# what Gift for Foster Carers



## mummy to little pea (Nov 8, 2013)

Hi all, 

dh & i start intros next week and i am just starting to think about a gift for fc's and their little girl, is there anything that you would recommend or did you get anything specific for them ?

Thanks all in advance (our little one is 2)
x


----------



## Miny Moo (Jan 13, 2011)

We got both of ours cherish teddies that related to our LO's in some way, for other FC in our daughters placement we just got them a little gift for her to give them on her last day, the younger one a toy and the older FC a game voucher.


----------



## mummy2blossom (Feb 21, 2013)

We got our FC a meaningful willow tree ornament, home made card by blossom and FC daughters build a bear vouchers (as during a convertsation they said they'd love to do one). I think you'll get a feel for what the family are like & into and notice if there is any theme/collectable items in their home.

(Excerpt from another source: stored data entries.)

PR #4135, opened 2023-08-28
feat(nav-drawer): upgrade to v6 and enable freeze

MuckT:
### Description

Updates @react-navigation/drawer to v6 and enables freeze for performance improvements. Some prop changes were needed to maintain existing styles and behavior.

Freeze works as follows:
> ...Using Suspense mechanism introduced in React 17. The main use case of this library is to avoid unnecessary re-renders of parts of the app that are not visible to the user at a given moment. The frozen components are not unmounted when they are replaced with a placeholder view, so their React state and corresponding native view instances are retained during the freeze (DOM elements for react-dom or platform-native views for React Native apps) keeping things like scroll position, input state, or loaded images (for  components) unchanged. [source](https://github.com/software-mansion/react-freeze).

| iOS Before | iOS After | Android Before | Android After |
| :---: | :---: | :---: | :---: |
|  | |  |  |

### Test plan

- Tested locally on Android & iOS

### Related issues

N/A

### Backwards compatibility

Yes

### DIFF
--- a/src/navigator/DrawerNavigator.tsx
+++ b/src/navigator/DrawerNavigator.tsx
@@ -1,7 +1,6 @@
 import {
   createDrawerNavigator,
   DrawerContentComponentProps,
-  DrawerContentOptions,
   DrawerContentScrollView,
 } from '@react-navigation/drawer'
 import {
@@ -80,7 +79,10 @@ const TAG = 'NavigationService'
 
 const Drawer = createDrawerNavigator()
 
-type CustomDrawerItemListProps = Omit<DrawerContentOptions, 'contentContainerStyle' | 'style'> & {
+type CustomDrawerItemListProps = Omit<
+  DrawerContentComponentProps,
+  'contentContainerStyle' | 'style'
+> & {
   state: DrawerNavigationState<ParamListBase>
   navigation: DrawerNavigationHelpers
   descriptors: DrawerDescriptorMap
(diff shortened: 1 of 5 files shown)


src/qrcode/QRScanner.tsx
```diff
@@ -69,6 +69,7 @@ export default function QRScanner({ onBarCodeDetected }: QRScannerProps) {
   }
 
   const submitModal = () => {
+    Keyboard.dismiss()
```
dievazqu, line 72: Is this change related to the freeze feature?

src/navigator/DrawerNavigator.tsx
```diff
@@ -149,15 +150,19 @@ function CustomDrawerItemList({
         label={drawerLabel !== undefined ? drawerLabel : title !== undefined ? title : route.name}
         icon={drawerIcon}
         focused={focused}
-        style={itemStyle}
+        labelStyle={[
+          fontStyles.regular,
+          { color: colors.dark, marginLeft: -20, fontWeight: 'normal' },
```
dievazqu, line 155: Should we move this style somewhere else?

dievazqu (approved):
LGTM

src/qrcode/QRScanner.tsx
MuckT: This is there was a failing e2e test in CI where the keyboard was not dismissed. I was unable to reproduce locally and this modal is only used in e2e tests so it seems fine to have this dismiss here.

PR #4136, opened 2023-08-28
chore(analytics): add analytics to select providers screen

cajubelt:
### Description

add information for figuring out how often and why few/no quotes appear for users trying to cash in

### Test plan

jest tests

### Related issues

- Fixes https://linear.app/valora/issue/ACT-900/select-provider-screen-additional-analytics

### Backwards compatibility

na

### DIFF
--- a/src/analytics/Properties.tsx
+++ b/src/analytics/Properties.tsx
@@ -538,6 +538,7 @@ interface EscrowEventsProperties {
     error: string
   }
 }
+
 interface SendEventsProperties {
   [SendEvents.send_scan]: undefined
   [SendEvents.send_select_recipient]: {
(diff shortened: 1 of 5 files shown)


src/fiatExchanges/SelectProvider.tsx
cajubelt, line 1: the diff on this file is very confusing, but the changes are simple:
- a new useEffect is added that publishes an analytics event once quotes are loaded
- a some analytics functions are hoisted up higher in the file to be usable in the useEffect hook, which needed to come before the `if (quotesLoading) { return spinner stuff } ` part to play by the rules of hooks

src/analytics/Properties.tsx
```diff
@@ -834,6 +835,22 @@ interface FiatExchangeEventsProperties {
...
   [FiatExchangeEvents.cico_providers_back]: { flow: CICOFlow }
+  [FiatExchangeEvents.cico_providers_fetch_quotes_result]: {
+    fiatType: LocalCurrencyCode
+    defaultFiatType: LocalCurrencyCode
+  } & Omit<ProviderSelectionAnalyticsData, 'transferCryptoAmount'> &
+    (
+      | {
+          flow: CICOFlow.CashOut
+          cryptoAmount: number // given by user
+          fiatAmount: undefined // exchange rate varies by provider
```
satish-ravi, line 846: Any reason to include an explicit undefined?

satish-ravi (approved):

src/analytics/Properties.tsx
cajubelt: yeah, otherwise I found that if I left the amount in it still passed the type check. it's misleading to consumers of the data to have a non null fiatAmount for cash outs (and cryptoAmount for cash ins) because in reality, that amount varies by provider. so any query that uses it would be buggy

PR #4138, opened 2023-08-29
chore(notifications): group tests by notification

bakoushin:
### Description

The proposal is to group tests by the notification they are testing for better readability / file navigation. Currently [NotificationCenter.test.tsx](https://github.com/valora-inc/wallet/blob/main/src/home/NotificationCenter.test.tsx) contains a flat list of 19 test cases for different notifications, and more to come. Better to split them into smaller meaningful groups.

| Before | After |
|--------|--------|
| Screenshot 2023-08-29 at 13 15 23 | Screenshot 2023-08-29 at 13 14 57 | 

Nothing is changed besides wrapping test cases into groups.

### Test plan

N/A

### Related issues

- Prepares for RET-801

### Backwards compatibility

Yes

### DIFF
--- a/src/home/NotificationCenter.test.tsx
+++ b/src/home/NotificationCenter.test.tsx
@@ -122,488 +122,506 @@ describe('NotificationCenter', () => {
     expect(getByText('noNotificationsPlaceholder')).toBeTruthy()
   })
 
-  it('renders reverify notification if decentrally verified and not CPV', () => {
-    const store = createMockStore({
-      app: {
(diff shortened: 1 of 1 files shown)


kathaypacific (approved):
LGTM! not sure what your plans are for the new tests but i wonder if the `describe`s should be less granular, e.g. `describe('supercharge notifications')` rather than describe`('specific supercharge scenario')`, but i'm also fine with how this is now

PR #4904, opened 2024-02-13
feat: add use of one time jwt to cloud account storage

MuckT:
### Description

Follow up to ACT-718 that uses the one time jwt in the wallet when storing the encrypted mnemonic.

### Test plan

- Tested locally on iOS
- Unit tests updated

### Related issues

- Fixes ACT-1096

### Backwards compatibility

Yes


src/keylessBackup/slice.ts
```diff
@@ -4,13 +4,15 @@ import { KeylessBackupFlow, KeylessBackupStatus } from 'src/keylessBackup/types'
 export interface State {
   googleIdToken: string | null
   valoraKeyshare: string | null
+  jwt: string | null
```
MuckT, line 7: Thinking we might not actually need this in redux.

MuckT: Removed jwt from redux in 3f3ff34b3bd6ae7b6378951fb586eb6b3fed9aa6.

src/keylessBackup/index.ts
```diff
@@ -28,6 +30,7 @@ export async function storeEncryptedMnemonic({
     body: JSON.stringify({
       encryptedMnemonic,
       encryptionAddress,
+      token: jwt,
```
cajubelt, line 33: I think JWTs are normally given in an auth header

MuckT: Usually yes, @satish-ravi commented something similar [here](https://github.com/valora-inc/cloud-account-backup/pull/158#discussion_r1462537029), but since we're not using as an auth token and instead as a one time token and I opted to keep it in the body. This avoids having to setup middleware for the backend for one endpoint; Also IIRC there was also some default handling of jwt's in as auth header where it was passed to subsequent requests that was also undesirable.

jh2oman (approved):

PR #4908, opened 2024-02-14
feat: add delete account settings item

kathaypacific:
### Description

As the title.

### Test plan

Example of success:
https://github.com/valora-inc/wallet/assets/20150449/7a3303b4-0778-402c-9277-18d6fd2ec3cf

Example of failure to revoke:

https://github.com/valora-inc/wallet/assets/20150449/6aab8db4-0e9d-46a5-9c06-ac512c76b2b2

### Related issues

n/a

### Backwards compatibility

Y


src/account/Settings.tsx
```diff
@@ -445,17 +472,25 @@ export const Account = ({ navigation, route }: Props) => {
...
-              testID="RevokePhoneNumber"
-            />
+            <>
+              <SettingsExpandedItem
+                title={t('revokePhoneNumber.title')}
+                details={t('revokePhoneNumber.description')}
+                onPress={handleShowConfirmRevoke}
+                testID="RevokePhoneNumber"
+              />
+              <SettingsExpandedItem
```
kathaypacific, line 482: unverified users don't need this "reset account" button, since the "delete account" will do the same thing for them (and "delete account" is more compliant with app store guidelines)

locales/base/translation.json
```diff
@@ -6,6 +6,14 @@
   "licenses": "Licenses",
   "removeAccountTitle": "Reset Valora",
   "removeAccountDetails": "Resetting will remove your account from this device. Your funds will remain in the account, but will only be accessible with your Recovery Phrase",
+  "deleteAccountTitle": "Delete Account",
+  "deleteAccountDetails": "Deleting your account will remove it from {{appName}}. Your funds will remain in the account, but will only be accessible with your Recovery Phrase",
```
MuckT, line 10: Should this include copy about also unlinking the phone number?

MuckT:
Two small things.
First the copy for the descriptions of reset and delete is very similar, should the delete copy include a mention of unlinking the phone number.

Second the modal served after completing the account delete references reset which could be confusing to users.

| Duplicate descriptions | Reset Modal (After Delete Account) |
| ---- | ---- |
|  |  |

src/account/Settings.tsx
jeanregisser: Ah, but aren't users used to this reset account?
Maybe it's fine if these 2 buttons currently do the same thing if the user is not verified.

jeanregisser (approved):
Thanks 👍 

Not entirely sure about the wording we should use, but we can tweak this later too.

kathaypacific:
> Two small things. First the copy for the descriptions of reset and delete is very similar, should the delete copy include a mention of unlinking the phone number.
> 
> Second the modal served after completing the account delete references reset which could be confusing to users.
> 
> Duplicate descriptions	Reset Modal (After Delete Account)
> 	

hey @MuckT TY for the feedback! 

the copy on the buttons is what was last suggested in [slack](https://valora-app.slack.com/archives/C025X4WJT09/p1707881309542459?thread_ts=1707844056.413359&cid=C025X4WJT09) - this is a new button label that we can also ship over the air updates for if there is a better suggestion. i do mention the unlinking of phone number in the bottom sheet that is launched on button press. i think that we shouldn't block this feature on this button copy.

the modal text is an interesting point, we can either create a new modal and separate the copy or continue to share the copy across the reset and delete flows. i want to limit the scope of this feature because of the time sensitivity (i had a look into making a new warning and there's navigation state that is shared in many places since the backup flow is involved, and those changes make this PR much harder to review and test). so i had a go at making the copy more sharable, not sure if i nailed it. i suggest shipping over the air copy that can be shared across the 2 flows, unless someone has a better suggestion now? i've been asking chatgpt all morning but i'm not really happy with any of the suggestions 😅

src/account/Settings.tsx
kathaypacific: yeah true, okay i can leave both of them always visible

PR #4910, opened 2024-02-14
build(ios): set os minimum deployment to 15.0

MuckT:
### Description

- Sets the min deployment target for iOS to 15.0: [Slack thread](https://valora-app.slack.com/archives/C025Q9QG8JG/p1707945581586849).
- Sets E2E tests on merges to main only run on iOS 15.0.

### Test plan

- CI E2E tests

### Related issues

- Fixes ACT-1099

### Backwards compatibility

Yes, except for iOS versions < 15.0


.github/workflows/e2e-main.yml
```diff
@@ -43,7 +43,7 @@ jobs:
       max-parallel: 2
       fail-fast: false
       matrix:
-        ios-version: ['14.5', '15.0']
```
jeanregisser, line 46: Can we add iOS 17 then? Since we want to test the lowest and highest supported.

jeanregisser (approved):
Awesome! 🚀 

Before we merge, did you get a confirmation from product?

.github/workflows/e2e-main.yml
MuckT: This needs to be done in a follow up PR. Once we have product approval we can setup the new runners, migrate off the old ones and then enable testing of iOS 17.

PR #4917, opened 2024-02-15
chore: add extra logging for currency conversion, remove logging for rewards senders

kathaypacific:
### Description

Hopefully the currency conversion log will help us debug issues with reports of incorrect fiat values. I am removing the rewards senders log because it is long and doesn't seem to be helpful, and makes me feel better about adding more logs.

### Test plan

n/a

### Related issues

- Related to SUP-487

### Backwards compatibility

Y

### Network scalability

Y


bakoushin (approved):
🔭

Once you get chatting you may get some thoughts x

Good luck & all the very best for intros (enjoy!)


----------



## katie c (Jun 15, 2009)

I got ours a molton brown travel set (she was due to go on holiday after intros and I saw molton brown in her bathroom so knew she liked it) and a vue voucher for the other two foster children


----------



## bulmer (Sep 5, 2010)

We noticed our LO's FC wore a pandora bracelet so bought her charms of two little girls to remind her of our LO's and all that she had done for our family.


----------



## Ally Wally (Mar 1, 2011)

They were a big family so we bought them a pizza express voucher so they could all go out together to celebrate new beginnings for our LO. They honestly loved it.


----------



## somedaysoon (Mar 7, 2013)

Someone we know makes personalised gifts like plaques etc. We got a beautiful picture frame made with the words, 'Our fingerprints don't fade from the lives we've touched' and a photograph of LO smiling. They loved it. Also we got a box of miniature heroes for their children.


----------



## mummy to little pea (Nov 8, 2013)

I like that idea somedaysoon may have to adopt the idea, thank you x


----------